======== SUPPLIED DATA
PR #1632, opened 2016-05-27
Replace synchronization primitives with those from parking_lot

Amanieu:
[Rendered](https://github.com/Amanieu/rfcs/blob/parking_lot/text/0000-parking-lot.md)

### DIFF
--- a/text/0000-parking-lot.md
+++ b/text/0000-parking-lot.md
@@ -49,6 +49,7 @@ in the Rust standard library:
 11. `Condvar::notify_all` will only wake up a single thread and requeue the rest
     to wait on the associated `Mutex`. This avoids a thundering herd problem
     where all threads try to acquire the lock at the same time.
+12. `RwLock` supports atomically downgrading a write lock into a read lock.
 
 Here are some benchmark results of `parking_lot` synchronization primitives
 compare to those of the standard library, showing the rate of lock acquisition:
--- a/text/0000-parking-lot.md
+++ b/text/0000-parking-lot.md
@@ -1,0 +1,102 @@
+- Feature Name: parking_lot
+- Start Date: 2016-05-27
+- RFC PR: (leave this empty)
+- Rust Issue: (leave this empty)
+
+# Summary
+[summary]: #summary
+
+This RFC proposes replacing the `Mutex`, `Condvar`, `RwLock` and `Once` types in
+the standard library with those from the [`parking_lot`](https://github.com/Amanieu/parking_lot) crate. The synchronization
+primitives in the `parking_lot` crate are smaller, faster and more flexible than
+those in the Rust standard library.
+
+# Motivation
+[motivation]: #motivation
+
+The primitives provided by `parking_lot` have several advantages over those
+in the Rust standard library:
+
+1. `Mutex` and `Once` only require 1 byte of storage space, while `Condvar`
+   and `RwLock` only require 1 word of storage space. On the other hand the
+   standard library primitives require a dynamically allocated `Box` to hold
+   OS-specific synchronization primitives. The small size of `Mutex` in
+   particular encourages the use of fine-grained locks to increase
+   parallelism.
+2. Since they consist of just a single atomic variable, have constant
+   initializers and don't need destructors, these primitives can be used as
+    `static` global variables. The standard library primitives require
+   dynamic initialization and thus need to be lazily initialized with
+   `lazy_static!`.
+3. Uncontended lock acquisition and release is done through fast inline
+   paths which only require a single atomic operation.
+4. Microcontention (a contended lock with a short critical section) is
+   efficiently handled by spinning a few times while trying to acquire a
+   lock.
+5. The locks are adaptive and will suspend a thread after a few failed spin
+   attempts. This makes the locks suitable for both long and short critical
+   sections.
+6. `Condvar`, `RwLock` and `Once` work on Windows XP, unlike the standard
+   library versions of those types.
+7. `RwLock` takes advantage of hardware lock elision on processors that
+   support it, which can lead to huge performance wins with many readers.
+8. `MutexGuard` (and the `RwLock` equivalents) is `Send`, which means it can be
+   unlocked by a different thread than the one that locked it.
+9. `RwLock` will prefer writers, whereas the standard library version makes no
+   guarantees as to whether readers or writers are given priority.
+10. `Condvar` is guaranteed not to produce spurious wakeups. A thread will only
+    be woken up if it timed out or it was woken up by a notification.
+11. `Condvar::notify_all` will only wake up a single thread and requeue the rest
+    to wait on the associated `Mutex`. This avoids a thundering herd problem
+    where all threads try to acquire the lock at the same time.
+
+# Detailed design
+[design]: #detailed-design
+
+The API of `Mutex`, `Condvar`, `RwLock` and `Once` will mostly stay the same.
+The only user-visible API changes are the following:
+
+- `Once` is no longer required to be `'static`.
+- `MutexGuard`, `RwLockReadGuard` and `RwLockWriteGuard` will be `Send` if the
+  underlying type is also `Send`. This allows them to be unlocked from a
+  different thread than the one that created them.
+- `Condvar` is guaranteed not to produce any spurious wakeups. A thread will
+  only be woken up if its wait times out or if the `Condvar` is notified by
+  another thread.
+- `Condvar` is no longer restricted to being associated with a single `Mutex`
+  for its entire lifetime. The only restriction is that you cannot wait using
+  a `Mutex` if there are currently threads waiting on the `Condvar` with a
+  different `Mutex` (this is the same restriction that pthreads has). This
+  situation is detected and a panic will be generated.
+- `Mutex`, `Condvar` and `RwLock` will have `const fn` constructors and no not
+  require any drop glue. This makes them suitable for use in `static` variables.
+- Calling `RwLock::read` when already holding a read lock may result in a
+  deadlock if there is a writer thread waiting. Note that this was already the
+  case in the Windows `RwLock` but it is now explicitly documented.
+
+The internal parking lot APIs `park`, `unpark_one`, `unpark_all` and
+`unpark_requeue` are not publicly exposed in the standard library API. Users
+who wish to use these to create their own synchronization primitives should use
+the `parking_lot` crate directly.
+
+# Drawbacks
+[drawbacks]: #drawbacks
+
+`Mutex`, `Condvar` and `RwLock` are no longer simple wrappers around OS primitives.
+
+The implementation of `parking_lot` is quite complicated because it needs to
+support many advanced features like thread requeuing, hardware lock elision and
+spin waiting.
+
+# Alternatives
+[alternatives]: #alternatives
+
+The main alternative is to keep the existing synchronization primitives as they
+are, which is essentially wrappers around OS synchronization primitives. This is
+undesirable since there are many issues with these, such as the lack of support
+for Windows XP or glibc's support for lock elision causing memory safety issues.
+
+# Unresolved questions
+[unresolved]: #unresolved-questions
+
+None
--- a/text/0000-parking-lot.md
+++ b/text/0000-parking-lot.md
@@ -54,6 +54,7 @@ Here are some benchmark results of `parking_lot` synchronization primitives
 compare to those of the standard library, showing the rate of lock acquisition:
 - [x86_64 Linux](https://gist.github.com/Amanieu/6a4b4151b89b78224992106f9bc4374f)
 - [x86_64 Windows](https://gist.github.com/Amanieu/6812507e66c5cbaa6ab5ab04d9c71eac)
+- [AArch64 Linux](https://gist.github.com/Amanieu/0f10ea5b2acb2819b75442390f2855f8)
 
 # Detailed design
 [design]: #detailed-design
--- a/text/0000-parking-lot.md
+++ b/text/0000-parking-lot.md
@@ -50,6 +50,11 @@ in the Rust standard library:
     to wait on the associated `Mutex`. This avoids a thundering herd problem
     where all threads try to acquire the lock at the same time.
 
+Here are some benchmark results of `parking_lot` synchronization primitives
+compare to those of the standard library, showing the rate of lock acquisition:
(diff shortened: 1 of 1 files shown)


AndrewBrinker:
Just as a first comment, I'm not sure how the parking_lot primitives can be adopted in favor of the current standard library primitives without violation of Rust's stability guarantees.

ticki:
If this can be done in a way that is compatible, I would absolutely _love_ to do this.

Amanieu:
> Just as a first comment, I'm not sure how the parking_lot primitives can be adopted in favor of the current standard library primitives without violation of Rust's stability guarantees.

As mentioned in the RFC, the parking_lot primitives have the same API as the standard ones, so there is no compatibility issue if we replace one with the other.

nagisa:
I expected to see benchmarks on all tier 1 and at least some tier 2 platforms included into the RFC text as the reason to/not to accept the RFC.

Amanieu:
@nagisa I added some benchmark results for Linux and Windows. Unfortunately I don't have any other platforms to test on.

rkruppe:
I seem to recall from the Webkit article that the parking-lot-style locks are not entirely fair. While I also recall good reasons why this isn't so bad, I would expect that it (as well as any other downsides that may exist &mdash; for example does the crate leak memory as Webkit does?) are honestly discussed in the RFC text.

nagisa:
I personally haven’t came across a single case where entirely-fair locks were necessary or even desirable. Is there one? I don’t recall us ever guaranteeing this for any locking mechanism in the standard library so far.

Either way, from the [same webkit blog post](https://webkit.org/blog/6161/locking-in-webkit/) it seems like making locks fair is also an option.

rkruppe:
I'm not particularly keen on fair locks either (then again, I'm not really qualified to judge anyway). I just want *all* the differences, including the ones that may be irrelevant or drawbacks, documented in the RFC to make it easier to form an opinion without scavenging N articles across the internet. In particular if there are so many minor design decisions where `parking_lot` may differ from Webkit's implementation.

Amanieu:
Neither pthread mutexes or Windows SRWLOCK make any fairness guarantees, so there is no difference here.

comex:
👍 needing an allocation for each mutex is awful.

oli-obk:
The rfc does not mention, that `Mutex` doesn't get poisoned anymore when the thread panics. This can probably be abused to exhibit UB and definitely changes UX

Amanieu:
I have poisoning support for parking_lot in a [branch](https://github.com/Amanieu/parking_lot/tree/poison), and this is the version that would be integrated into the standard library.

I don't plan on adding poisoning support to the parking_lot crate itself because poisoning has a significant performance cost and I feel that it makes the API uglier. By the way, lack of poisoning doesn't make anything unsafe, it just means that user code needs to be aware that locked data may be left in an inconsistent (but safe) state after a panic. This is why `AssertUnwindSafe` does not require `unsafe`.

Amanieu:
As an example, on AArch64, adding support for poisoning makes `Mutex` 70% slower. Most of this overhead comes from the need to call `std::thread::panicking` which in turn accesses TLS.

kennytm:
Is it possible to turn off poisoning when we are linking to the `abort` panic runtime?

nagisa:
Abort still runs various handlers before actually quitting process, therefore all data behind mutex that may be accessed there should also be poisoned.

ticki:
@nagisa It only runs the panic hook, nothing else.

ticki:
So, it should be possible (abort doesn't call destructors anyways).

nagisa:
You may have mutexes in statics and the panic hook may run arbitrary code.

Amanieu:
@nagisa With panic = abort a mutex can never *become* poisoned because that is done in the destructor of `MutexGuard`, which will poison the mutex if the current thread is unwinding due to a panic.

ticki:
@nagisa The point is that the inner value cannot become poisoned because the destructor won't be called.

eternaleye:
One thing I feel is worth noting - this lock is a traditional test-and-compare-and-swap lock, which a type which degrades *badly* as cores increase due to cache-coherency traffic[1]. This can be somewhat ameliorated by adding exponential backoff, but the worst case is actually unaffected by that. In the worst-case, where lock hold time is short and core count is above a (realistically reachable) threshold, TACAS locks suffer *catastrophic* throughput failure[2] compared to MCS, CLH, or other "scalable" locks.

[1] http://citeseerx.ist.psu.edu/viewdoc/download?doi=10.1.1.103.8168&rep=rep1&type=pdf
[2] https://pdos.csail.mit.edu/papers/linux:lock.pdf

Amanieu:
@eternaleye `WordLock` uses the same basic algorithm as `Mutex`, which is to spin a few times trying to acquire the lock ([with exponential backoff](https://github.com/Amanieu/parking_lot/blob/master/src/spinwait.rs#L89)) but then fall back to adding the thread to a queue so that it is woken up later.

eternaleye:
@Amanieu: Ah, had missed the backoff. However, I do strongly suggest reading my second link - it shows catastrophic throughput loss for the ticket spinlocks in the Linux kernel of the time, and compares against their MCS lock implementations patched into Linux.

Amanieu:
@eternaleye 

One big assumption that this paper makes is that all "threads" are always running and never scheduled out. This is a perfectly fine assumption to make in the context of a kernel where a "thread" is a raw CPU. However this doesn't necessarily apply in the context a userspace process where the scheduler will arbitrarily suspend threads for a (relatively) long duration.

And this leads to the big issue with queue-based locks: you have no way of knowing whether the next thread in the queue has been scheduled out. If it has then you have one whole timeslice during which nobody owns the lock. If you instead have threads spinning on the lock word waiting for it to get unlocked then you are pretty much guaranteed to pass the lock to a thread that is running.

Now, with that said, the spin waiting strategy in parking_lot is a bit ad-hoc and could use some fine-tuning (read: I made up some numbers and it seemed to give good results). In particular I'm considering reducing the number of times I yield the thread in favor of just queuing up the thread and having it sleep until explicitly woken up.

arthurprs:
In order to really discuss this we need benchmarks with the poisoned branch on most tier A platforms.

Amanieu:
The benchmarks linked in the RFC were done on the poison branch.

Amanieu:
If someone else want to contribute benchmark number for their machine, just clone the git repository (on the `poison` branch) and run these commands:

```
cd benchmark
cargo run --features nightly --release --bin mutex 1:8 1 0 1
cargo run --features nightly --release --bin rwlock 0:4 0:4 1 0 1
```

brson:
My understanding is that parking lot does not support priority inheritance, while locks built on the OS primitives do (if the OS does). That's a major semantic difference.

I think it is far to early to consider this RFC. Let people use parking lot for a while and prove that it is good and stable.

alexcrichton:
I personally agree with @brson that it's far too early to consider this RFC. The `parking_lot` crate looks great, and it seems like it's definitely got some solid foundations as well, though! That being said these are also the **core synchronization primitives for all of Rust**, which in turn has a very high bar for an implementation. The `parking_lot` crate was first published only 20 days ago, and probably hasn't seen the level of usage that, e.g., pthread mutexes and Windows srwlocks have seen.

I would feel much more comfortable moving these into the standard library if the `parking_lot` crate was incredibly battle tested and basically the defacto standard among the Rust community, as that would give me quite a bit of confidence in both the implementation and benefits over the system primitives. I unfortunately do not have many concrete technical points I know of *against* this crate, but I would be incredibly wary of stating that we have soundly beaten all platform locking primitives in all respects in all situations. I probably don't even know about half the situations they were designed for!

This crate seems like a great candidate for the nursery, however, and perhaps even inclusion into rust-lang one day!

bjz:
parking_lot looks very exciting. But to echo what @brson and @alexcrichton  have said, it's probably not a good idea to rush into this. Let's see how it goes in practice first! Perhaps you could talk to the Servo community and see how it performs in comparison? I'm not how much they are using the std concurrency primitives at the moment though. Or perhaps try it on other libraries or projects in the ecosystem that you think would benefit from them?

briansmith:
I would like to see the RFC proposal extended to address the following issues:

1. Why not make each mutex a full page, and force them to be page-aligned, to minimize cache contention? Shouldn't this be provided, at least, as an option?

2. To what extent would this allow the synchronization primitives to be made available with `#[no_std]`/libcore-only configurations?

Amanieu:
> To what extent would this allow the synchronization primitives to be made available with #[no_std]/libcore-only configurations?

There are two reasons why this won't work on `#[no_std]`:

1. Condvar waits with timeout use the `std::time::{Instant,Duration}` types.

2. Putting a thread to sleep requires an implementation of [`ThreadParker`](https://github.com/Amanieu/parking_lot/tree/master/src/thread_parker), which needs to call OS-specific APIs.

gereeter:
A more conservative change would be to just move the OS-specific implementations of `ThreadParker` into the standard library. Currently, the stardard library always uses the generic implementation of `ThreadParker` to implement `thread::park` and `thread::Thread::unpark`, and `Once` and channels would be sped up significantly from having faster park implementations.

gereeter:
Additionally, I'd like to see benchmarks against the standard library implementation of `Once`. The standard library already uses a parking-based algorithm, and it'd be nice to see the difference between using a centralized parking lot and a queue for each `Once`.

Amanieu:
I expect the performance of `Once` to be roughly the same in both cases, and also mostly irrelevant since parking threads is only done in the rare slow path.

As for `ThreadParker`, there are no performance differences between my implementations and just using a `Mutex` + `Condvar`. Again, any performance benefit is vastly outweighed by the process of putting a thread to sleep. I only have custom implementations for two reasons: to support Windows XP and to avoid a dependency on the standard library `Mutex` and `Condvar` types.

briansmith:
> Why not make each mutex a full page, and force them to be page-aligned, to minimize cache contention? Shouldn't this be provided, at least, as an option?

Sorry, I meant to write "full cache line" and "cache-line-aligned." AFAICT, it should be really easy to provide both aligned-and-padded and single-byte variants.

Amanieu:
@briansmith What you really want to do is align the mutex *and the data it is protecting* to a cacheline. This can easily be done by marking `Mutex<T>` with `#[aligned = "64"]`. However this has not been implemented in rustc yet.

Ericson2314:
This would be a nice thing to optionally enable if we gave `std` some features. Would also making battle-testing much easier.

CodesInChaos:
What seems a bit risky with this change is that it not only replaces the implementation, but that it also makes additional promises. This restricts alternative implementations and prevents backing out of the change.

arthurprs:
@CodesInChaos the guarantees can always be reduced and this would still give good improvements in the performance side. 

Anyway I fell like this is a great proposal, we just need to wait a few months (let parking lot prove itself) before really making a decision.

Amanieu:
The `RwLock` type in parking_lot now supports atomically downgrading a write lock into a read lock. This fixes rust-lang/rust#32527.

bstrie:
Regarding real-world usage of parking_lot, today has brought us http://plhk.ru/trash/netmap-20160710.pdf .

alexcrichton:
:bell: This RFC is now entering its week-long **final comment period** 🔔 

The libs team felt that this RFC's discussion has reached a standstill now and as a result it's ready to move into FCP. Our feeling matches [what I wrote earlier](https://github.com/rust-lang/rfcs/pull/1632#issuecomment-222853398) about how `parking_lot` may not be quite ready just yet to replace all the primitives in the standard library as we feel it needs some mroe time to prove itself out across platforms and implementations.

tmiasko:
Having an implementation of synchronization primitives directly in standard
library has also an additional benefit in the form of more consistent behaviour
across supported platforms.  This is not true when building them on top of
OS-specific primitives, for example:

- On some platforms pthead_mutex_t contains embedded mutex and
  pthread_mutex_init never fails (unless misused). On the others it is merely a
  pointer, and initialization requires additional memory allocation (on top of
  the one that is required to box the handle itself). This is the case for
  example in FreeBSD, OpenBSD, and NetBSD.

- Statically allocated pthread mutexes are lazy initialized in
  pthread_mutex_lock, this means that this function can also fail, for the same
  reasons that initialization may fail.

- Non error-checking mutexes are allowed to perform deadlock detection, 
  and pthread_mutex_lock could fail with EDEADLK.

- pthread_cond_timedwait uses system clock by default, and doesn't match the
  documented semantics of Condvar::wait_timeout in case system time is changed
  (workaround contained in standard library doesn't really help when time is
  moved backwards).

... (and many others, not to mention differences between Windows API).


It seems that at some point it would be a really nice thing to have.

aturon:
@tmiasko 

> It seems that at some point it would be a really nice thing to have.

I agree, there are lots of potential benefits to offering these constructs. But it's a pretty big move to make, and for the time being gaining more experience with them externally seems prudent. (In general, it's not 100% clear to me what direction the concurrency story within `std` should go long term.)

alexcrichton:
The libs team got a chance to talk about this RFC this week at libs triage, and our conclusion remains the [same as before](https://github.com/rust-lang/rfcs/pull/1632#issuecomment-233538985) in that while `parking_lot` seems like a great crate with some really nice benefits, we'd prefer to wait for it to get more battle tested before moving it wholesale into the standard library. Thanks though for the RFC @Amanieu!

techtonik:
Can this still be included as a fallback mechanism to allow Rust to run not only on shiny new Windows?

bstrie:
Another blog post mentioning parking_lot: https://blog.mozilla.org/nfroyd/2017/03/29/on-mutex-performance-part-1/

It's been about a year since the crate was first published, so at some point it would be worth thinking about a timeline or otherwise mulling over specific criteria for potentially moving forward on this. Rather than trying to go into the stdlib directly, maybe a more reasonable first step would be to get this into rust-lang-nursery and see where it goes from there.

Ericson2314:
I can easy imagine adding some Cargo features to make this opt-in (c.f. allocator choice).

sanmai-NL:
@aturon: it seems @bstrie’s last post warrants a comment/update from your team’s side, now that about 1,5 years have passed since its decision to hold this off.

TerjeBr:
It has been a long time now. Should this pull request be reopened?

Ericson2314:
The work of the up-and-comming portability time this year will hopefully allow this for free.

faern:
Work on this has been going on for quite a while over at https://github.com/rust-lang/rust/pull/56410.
================
EXERCISE DIRECTIONS:
All lines above containing the string "perhaps": copy each one.

EXPECTED ANSWER:
This crate seems like a great candidate for the nursery, however, and perhaps even inclusion into rust-lang one day!
parking_lot looks very exciting. But to echo what @brson and @alexcrichton  have said, it's probably not a good idea to rush into this. Let's see how it goes in practice first! Perhaps you could talk to the Servo community and see how it performs in comparison? I'm not how much they are using the std concurrency primitives at the moment though. Or perhaps try it on other libraries or projects in the ecosystem that you think would benefit from them?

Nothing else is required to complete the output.